Il generale Chris “C. D.” Donahue fu l’ultimo soldato americano a lasciare l’Afghanistan nel tremendissimo agosto del 2021, quando l’Amministrazione Biden portò a termine il ritiro delle truppe, e contestualmente i talebani tornarono a Kabul – forse ricordate l’immagine scattata al buio con una figura che sale sull’aereo alle 23.59 del 30 agosto di quell’anno, a un minuto dalla fine del ritiro: era lui. Donahue poi è stato nominato a capo delle Forze armate in Europa e Africa, ha grandemente contribuito a rafforzare l’Ucraina nella sua difesa dai russi. E’ durato diciotto mesi: ora Donahue è l’ultima vittima delle epurazioni al Pentagono del segretario alla Difesa Pete Hegseth. 

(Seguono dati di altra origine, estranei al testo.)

PR #955, opened 2026-05-24
Port gsplat to AMD HIP/ROCm

jungx098:
Adds HIP/ROCm support so all 10 kernel modules (3DGS, 2DGS, 3DGUT, SH, Adam, Relocation, CameraWrappers, ExtDistWrappers, IntersectTileLidar, Null) build and run on AMD GPUs via PyTorch's HIP backend. Every change is `#ifdef USE_ROCM`-gated, or is unconditional and verified to preserve CUDA semantics. Tested on AMD RX 9070 XT (gfx1201, RDNA4) under ROCm 7.13.0 / PyTorch 2.11+rocm7.13.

Le sue “colpe” sono molteplici: la prima è quella di essere un’eccellenza dell’esercito americano: Donahue ha lavorato nella Delta Force, ha guidato le operazioni speciali in Iraq e in Siria negli anni dell’antiterrorismo e quando il modo di fare la guerra è cambiato completamente – in Ucraina – il generale è andato a studiare, capire e guidare questo nuovo mondo. Secondo l’Atlantic, che ha una grande conoscenza dell’apparato militare americano, era uno dei candidati a capo di stato maggiore o addirittura a capo dello stato maggiore congiunto, la carica massima. Ma Hegseth “ha cercato di estromettere chiunque non corrisponda alla sua idea di leader militare – scrive l’Atlantic – compresi quelli coinvolti nel disastroso ritiro da Kabul, indipendentemente da come si sono comportati”. Non c’è soltanto l’Afghanistan: secondo la ricostruzione del Wall Street Journal, al centro della campagna di epurazioni di Hegseth c’è una ristretta cerchia di consiglieri senior – tra cui Ricky Buria, colonnello dei Marine in pensione e capo dello staff di Hegseth, e Tim Parlatore, il suo avvocato personale – che valuta i profili dei militari “in base a una serie di fattori soggettivi, tra cui la loro lealtà al presidente e la loro associazione con le politiche di diversity, equità e inclusione della precedente Amministrazione”.
Le battaglie culturali di Hegseth, la lealtà a Trump, la rimozione dei generali più bravi si mescolano poi al disimpegno del Pentagono nei confronti dell’Europa e degli alleati della Nato: le comunicazioni sono caotiche, come mostra l’annuncio del ritiro dei soldati dalla Polonia o dalla Germania, che poi non c’è stato, ma l’Amministrazione Trump vuole da un lato punire gli alleati europei che non sono stati “generosi” in medio oriente e dall’altro rivedere il proprio coinvolgimento nella difesa del continente europeo. E’ stata aperta una revisione dal Pentagono che durerà sei mesi, qualcuno passerà il test qualcun altro no, ha detto Hegseth. Il generale Donahue ha presentato le carte per andare in pensione: ha 56 anni.